This is meant to be a fun thread where you can have the chance to see your favorite betta in a new way or perhaps bring to life your dream betta.

The forementioned form-

Username: 
Betta Name: 
M/F: 
Tailtype: 
Font color: 
Body color(s): 
Tail color(s): 
Image: (directing me to an album is okay too)

Please be aware that I only have the male drawn up at this time. The female is in the works. You may request a female, just be aware that it will take longer.

Here is an example of the male with the veiltail type.


----------



## betta lover1507 (Aug 6, 2011)

uhhh. o-o that is awsome but i wanna female, and do i have to pay?=\

edit: i wanna female and male in same pic, am sorry if that is to hard just tell me if it is, i never got my betta's into mermaids or mer-betta's


----------



## Pitluvs (Jun 22, 2011)

I'll bite!

Username: Pitluvs
Betta Name: Monkey
M/F: M
Tailtype: Crowntail
Font color: Turquoise?
Body color(s): Blue/Yellow
Tail color(s): Same ^^
Image:


----------



## Oiseau (Nov 8, 2011)

Gorgeous!!

Username: Oiseau
Betta Name: Flounder
M/F: M
Tailtype: Delta?

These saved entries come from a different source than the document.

PR #256, opened 2018-08-01
Resolve a number of modal-related issues. Fixes WB-325, WB-176, and WB-323.

jeresig:
This fixes three modal issues:

Size of modals doesn't match spec
https://khanacademy.atlassian.net/browse/WB-323

I fixed this by putting a `maxWidth: 960` on all modals (matching what was already done on the StandardModal). We can give devs the ability to override this in the future.

Not resizing properly/getting errors
https://khanacademy.atlassian.net/browse/WB-176

I fixed this by using the media query string as the key inside MediaLayout, rather than the size. This fixes the issue when there is a modal and non-modal layout on the same page (as the modal layout doesn't have a "medium" size). I confirmed that this worked by resizing the full Styleguidist page so that it was in-between 768 and 1024px (medium size) and then reloaded the browser. All of the modals loaded without error! Additionally I resized the browser down to mobile size and then up and it immediately popped up to full size once it hit 768px in width (rather than 1024px, like before).

TwoColumnLayout rendering at small
https://khanacademy.atlassian.net/browse/WB-325

This one ended up being quite tricky! As it turns out the React context *was* working, it had just been set up in a way that the right props weren't getting passed to the right places. Additionally, the MediaLayout component wasn't wrapping the right other components. I had to re-work OneColumnModal and TwoColumnModal to fix the bug that I found (there wasn't anything immediately wrong with OneColumnModal but it might've been breaking in subtle ways so it was good to fix it, too).

screenshot 2018-08-01 16 20 30


packages/wonder-blocks-core/components/media-layout.js
```diff
@@ -223,10 +213,6 @@ class MediaLayoutContext extends React.Component<{
     }
 
     render() {
-        // TODO(jeresig): Switch to be a React.Fragment once we upgrade to
-        // React 16.2+.
-        // eslint-disable-next-line no-unused-vars
-        const {size, spec, children, ...otherProps} = this.props;
-        return <View {...otherProps}>{children}</View>;
+        return <React.Fragment>{this.props.children}</React.Fragment>;
```
jeresig: Nice little bit of clean-up!

jeresig:

Built with commit ae636065ee33d05b97752ee1b41e323818aa413f

https://deploy-preview-256--wonder-blocks.netlify.com

packages/wonder-blocks-modal/components/two-column-modal.js
```diff
@@ -150,7 +155,7 @@ const styles = StyleSheet.create({
     },
 
     smallColumn: {
-        flex: "0 0",
+        flex: "1",
```
jeresig: After getting the TwoColumnModal to render it was looking really bad, this fixed it, mostly. There are still some other issues with how it displays but I'll file those as follow-up issues.

packages/wonder-blocks-modal/components/modal-dialog.js
```diff
@@ -13,17 +17,18 @@ export default class ModalDialog extends React.Component<Props> {
...
-                ]}
-                role="dialog"
-                aria-labelledby="wb-modal-title"
-            >
-                {children}
+            <MediaLayout spec={MEDIA_MODAL_SPEC}>
+                <View
+                    style={[
+                        styles.wrapper,
+                        (mediaSize) => mediaSize === "small" && styles.small,
```
kevinbarabash: I just realized that this means that `mediaSize` can only be use to change the `style` but devs may also want to use `mediaSize` to toggle whether a component is rendered at all or to perform other logic.  I think we should have a component that provides the `mediaSize` (and the `mediaSpec`) using the function-as-children pattern.  I'll put together a separate PR and see what you think.

packages/wonder-blocks-modal/components/modal-dialog.js
```diff
@@ -13,17 +17,18 @@ export default class ModalDialog extends React.Component<Props> {
...
-                    styles.wrapper,
-                    (mediaSize) => mediaSize === "small" && styles.small,
-                    style,
-                ]}
-                role="dialog"
-                aria-labelledby="wb-modal-title"
-            >
-                {children}
+            <MediaLayout spec={MEDIA_MODAL_SPEC}>
+                <View
```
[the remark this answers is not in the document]
kevinbarabash: Good catch.  We may want to look at renaming some of these components to follow the provider/consumer pattern established in the new Context API, but that could be a separate PR.

packages/wonder-blocks-modal/components/one-column-modal.js
```diff
@@ -89,10 +93,12 @@ class ContentWrapper extends React.Component<Props> {
     }
 }
 
+const WrappedContentWrapper = MediaLayoutWrapper(ContentWrapper);
```
kevinbarabash: Having an explicit `MediaConsumer` component that uses function-as-child would mean that we wouldn't have to wrap everything with `MediaLayoutWrapper`.  Things can get a little dicey when you have to use multiple wrappers on the same component too since sometimes they have to be applied in a specific order.  I'll tackle this in the provider/consumer PR that I've proposed.

packages/wonder-blocks-modal/components/one-column-modal.js
```diff
@@ -105,21 +111,20 @@ class OneColumnModal extends React.Component<Props> {
...
-export default MediaLayoutWrapper(OneColumnModal);
-
 const styles = StyleSheet.create({
     dialog: {
         background: Color.white,
     },
 
     largeDialog: {
         width: "64.65%",
+        maxWidth: 960,
```
kevinbarabash: Shouldn't this be `maxWidth: 662`?  Otherwise the lines may be two long.

I think not setting the height for `OneColumnModal` is a good call, but we should probably have a maxHeight just in case there's too much content for whatever reason, maybe `90%`.

packages/wonder-blocks-modal/components/two-column-modal.js
```diff
@@ -126,17 +132,16 @@ class TwoColumnModal extends React.Component<Props> {
...
         );
     }
 }
 
-export default MediaLayoutWrapper(TwoColumnModal);
-
 const styles = StyleSheet.create({
     dialog: {
         width: "86.72%",
+        maxWidth: 960,
```
kevinbarabash: This should be 888 to match the spec.

kevinbarabash: The StandardModal dimensions are also off, they should be:
```
width: "93.75%",
maxWidth: 960,
height: "81.25%",
maxHeight: 624,
```

packages/wonder-blocks-modal/components/one-column-modal.js
kevinbarabash: Also, in talking with other devs, people in general preferred the FaC pattern as opposed to the HoC pattern.

packages/wonder-blocks-modal/components/modal-dialog.js
kevinbarabash: Also, in talking with other devs, people in general preferred the FaC pattern as opposed to the HoC pattern, mainly due to its flexibility.

kevinbarabash: One additional though about this, allow callbacks to be passed `style` makes our `style` incompatible with React Native's `style` prop which was one of the reasons for adopting our current `style` prop in the first place.

Sorry for not thinking about these arguments when this callback was first introduced.

packages/wonder-blocks-modal/components/two-column-modal.js
kevinbarabash: 🛑 this is blocking.

packages/wonder-blocks-modal/components/one-column-modal.js
kevinbarabash: 🛑 this is blocking.

packages/wonder-blocks-core/components/media-layout.js
```diff
@@ -29,15 +28,6 @@ type Props = {|
 
     /** The contents of the page */
     children: React.Node,
-
-    /**
-     * Style the layout container
-     */
-    style?: any,
```
kevinbarabash: Nice!  This should prevent future issues with `style` on `MediaLayout`.

packages/wonder-blocks-modal/components/modal-dialog.js
jeresig: Nope, I though of this too! Which is why I wrote up the MediaLayout/Layout spec - I'll be pursuing that next! https://docs.google.com/document/d/1hdh0_tEn0RY7jkC71Sln2BS3xJ9alwFzW6qYRiKu3kU/edit

packages/wonder-blocks-modal/components/two-column-modal.js
jeresig: Fixed, I got rid of the `minHeight: 200`

packages/wonder-blocks-modal/components/one-column-modal.js
jeresig: Done! Updated to 662 and added `maxHeight: "90%"`

packages/wonder-blocks-modal/components/modal-dialog.js
kevinbarabash: Yes!  This is much better.  Thanks for iterating on this. :)

jeresig:
@kevinbarabash Finished fixing! Ready for another look.

packages/wonder-blocks-modal/components/modal-dialog.js
kevinbarabash: I totally forgot about that doc. 😅

PR #257, opened 2018-08-02
Fix missing router context.

jeresig:
I noticed a couple issues with how we were using the router context.

1) Everywhere, except in the button module, we had forgotten to include the `contextTypes` (meaning that React would never give us access to the context, and thus we'd never get the router).
2) This introduced a dependency on prop-types for link, icon-button, and dropdown so I went to add it as a peerDependency and also realized it was missing for button, so I added it there too.

### DIFF
--- a/packages/wonder-blocks-dropdown/components/action-item.js
+++ b/packages/wonder-blocks-dropdown/components/action-item.js
@@ -5,6 +5,7 @@
 import * as React from "react";
 import {StyleSheet} from "aphrodite";
 import {Link} from "react-router-dom";
+import PropTypes from "prop-types";
 
 import Color, {mix, fade} from "@khanacademy/wonder-blocks-color";
 import Spacing from "@khanacademy/wonder-blocks-spacing";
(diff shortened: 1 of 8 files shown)


jeresig:

Built with commit a00b7ce59620f2feec3a24672c4189af98bf2e83

https://deploy-preview-257--wonder-blocks.netlify.com

packages/wonder-blocks-button/package.json
```diff
@@ -20,6 +20,7 @@
   },
   "peerDependencies": {
     "aphrodite": "^1.2.5",
+    "prop-types": "^15.6.2",
```
kevinbarabash: good call

packages/wonder-blocks-dropdown/components/action-item.js
```diff
@@ -80,6 +81,8 @@ export default class ActionItem extends React.Component<ActionProps> {
         indent: false,
     };
 
+    static contextTypes = {router: PropTypes.any};
```
kevinbarabash: Thanks for fixing this.  What's interesting is that the clientNav tests were passing for all components not just Button.  I think the issue is https://github.com/Khan/wonder-blocks/blob/master/packages/wonder-blocks-core/util/get-clickable-behavior.js#L37-L39.  I think we should make `clientNav` mandatory when using the router.  Otherwise it's hard to know whether you'll get client-side navigation just by looking at a call-site whether you'll get client-side navigation or not.  🛑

I think?
Font color: White?
Body color(s): Light yellow
Tail color(s): Light yellow with super light blue/almost white tips
Image: Attached (Don't worry, he's in a big tank now!)


----------



## betta lover1507 (Aug 6, 2011)

ohh free  i never had my betta's as merbetta's, here is my two fishies:

1st, Username: betta lover1507
Betta Name: rose
M/F: female
Tailtype: veil tail (long finned female)
Font color: light yellow-ish tan?
Body color(s): a peachy-light yellow-ish
Tail color(s): pink-ish, orange-ish with a sheen of lighting green (trying to be describtive)
Images)








2nd
Username: betta lover1507
Betta Name: lunar
M/F: male
Tailtype: double tail
Font color: he has a grey head, and steel blue with a sheen of green?? lol
Body color(s): steel-ish blue
Tail color(s): steel-ish blue, with red splash
Image: (s)
























can you put them together? they spawned but lunar ended up eating the eggs  thanks if you can =]]


----------



## Foisair (Aug 3, 2011)

betta_lover - It is free. ^_^ I can request a female for now if you'd like if you don't mind it taking a little longer. A male + female pose is a great idea! It could be similar to my "Embrace" sketch. Any ideas how they should be posed together? Edit: I could do your couple separatly for now or wait until I get the couple pose done. Up to you. I will put them on the list for now so you have your spot. 

pitluvs - On it! 

Oiseau - Flounder's pretty. Added to the list!

-----
The list is *OPEN*.
1.pitluvs - Monkey
2.Oiseau - Flounder
3.betta_lover - Rose
4.betta_lover - Lunar
5.
6.
7.
8.
9.
10.


----------



## Oiseau (Nov 8, 2011)

Thank you. :3 I am super excited for this!


----------



## betta lover1507 (Aug 6, 2011)

Foisair said:


> betta_lover - It is free. ^_^ I can request a female for now if you'd like if you don't mind it taking a little longer. A male + female pose is a great idea! It could be similar to my "Embrace" sketch. Any ideas how they should be posed together? Edit: I could do your couple separatly for now or wait until I get the couple pose done. Up to you. I will put them on the list for now so you have your spot.
> 
> pitluvs - On it!
> 
> ...


the embrace will be fine {=] i could wait longer too


----------



## vilmarisv (Apr 17, 2010)

This is such a creative idea!

I'm in total love with my only Male because... well, I think he's awesome!
I think he would look great if you played with his colors... he can be a redhead! LOL! Would lov eto see what you come up with.

Username: vilmarisv 
Betta Name: Acheron
M/F: Male
Tailtype: Halfmoon
Font color: Black
Body color(s): Red head, Marbled body with blue, green, white

Tail color(s): White, blue, green, red
Image: (directing me to an album is okay too)


----------



## Foisair (Aug 3, 2011)

betta_lover - The couple pose will be a while. I'd like to work on drawing it in between orders. An adoptable is a drawing that is designed as a template in which the artist changes the colors and some characteristics (in this case tail type) for each drawing. So to do a new pose, I will be setting up the template from scratch. I think it will make more sense when I post Monkey for pitluvs. I would be happy to do your male by himself for now and then do them together once the template is done.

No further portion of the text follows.